Each of Hopper, Barberry and Mr. Icahn, by virtue of their relationships to High River (as disclosed in Item 2), may be deemed to indirectly beneficially own the Shares which High River directly beneficially owns. Each of Hopper, Barberry and Mr. Icahn disclaims beneficial ownership of such Shares for all other purposes. Each of Icahn Offshore, Icahn Capital, IPH, Icahn Enterprises Holdings, Icahn Enterprises GP, Beckton and Mr. Icahn, by virtue of their relationships to Icahn Master (as disclosed in Item 2), may be deemed to indirectly beneficially own the Shares which Icahn Master directly beneficially owns. Each of Icahn Offshore, Icahn Capital, IPH, Icahn Enterprises Holdings, Icahn Enterprises GP, Beckton and Mr. Icahn disclaims beneficial ownership of such Shares for all other purposes. Each of Icahn Onshore, Icahn Capital, IPH, Icahn Enterprises Holdings, Icahn Enterprises GP, Beckton and Mr. Icahn, by virtue of their relationships to Icahn Partners (as disclosed in Item 2), may be deemed to indirectly beneficially own the Shares which Icahn Partners directly beneficially owns. Each of Icahn Onshore, Icahn Capital, IPH, Icahn Enterprises Holdings, Icahn Enterprises GP, Beckton and Mr. Icahn disclaims beneficial ownership of such Shares for all other purposes.

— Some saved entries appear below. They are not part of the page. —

PR #69, opened 2021-03-18
Redo proto definitions

bergundy:
# !!WIP!!
@Sushisource I didn't know you also started working on this before I started, let's sync and see if this is the right direction.


Sushisource:
We used the other PR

Item 6.  Contracts, Arrangements, Understandings or Relationship with Respect to Securities of the Issuer

Item 6 of the Schedule 13D is hereby amended by adding the following:

Forward Contracts
 
On various dates between November 20, 2018 and December 14, 2018, certain of the Reporting Persons entered into forward contracts (the "Forwards") providing for the purchase by such Reporting Persons of an aggregate of 1,859,578 Shares at a forward price of $10.00 per share, for an aggregate forward price of approximately $18.6 million, plus a financing charge. The forward price is subject to adjustment to account for any dividends or other distributions declared by the Issuer. The Reporting Persons also paid the counterparty to the Forwards an aggregate amount of approximately $5.5 million upon entering into such Forwards.
 
The Forwards provide for physical settlement, with the Reporting Person retaining the right to elect cash settlement. The Forwards do not give any Reporting Persons direct or indirect voting, investment or dispositive control over the Shares to which such contracts relate. The Forwards expire on November 20, 2020.


SIGNATURE

After reasonable inquiry and to the best of each of the undersigned knowledge and belief, each of the undersigned certifies that the information set forth in this statement is true, complete and correct.

Dated: February 14, 2019


ICAHN PARTNERS MASTER FUND LP
ICAHN OFFSHORE LP
ICAHN PARTNERS LP
ICAHN ONSHORE LP
BECKTON CORP.
HOPPER INVESTMENTS LLC
BARBERRY CORP.
HIGH RIVER LIMITED PARTNERSHIP
By: Hopper Investments LLC, general partner
By: Barberry Corp.

By:  /s/ Edward E. Mattner
Name:  Edward E. Mattner
Title:  Authorized Signatory


ICAHN CAPITAL LP
By: IPH GP LLC, its general partner
By: Icahn Enterprises Holdings L.P., its sole member
By: Icahn Enterprises G.P. Inc., its general partner
IPH GP LLC
By: Icahn Enterprises Holdings L.P., its sole member
By: Icahn Enterprises G.P. Inc., its general partner
ICAHN ENTERPRISES HOLDINGS L.P.
By: Icahn Enterprises G.P. Inc., its general partner
ICAHN ENTERPRISES G.P. INC.

By:  /s/ SungHwan Cho
Name:  SungHwan Cho
Title:  Chief Financial Officer


/s/ Carl C. Icahn 
CARL C. ICAHN



[Signature Page of Schedule 13D/A No. 1 – Welbilt, Inc.]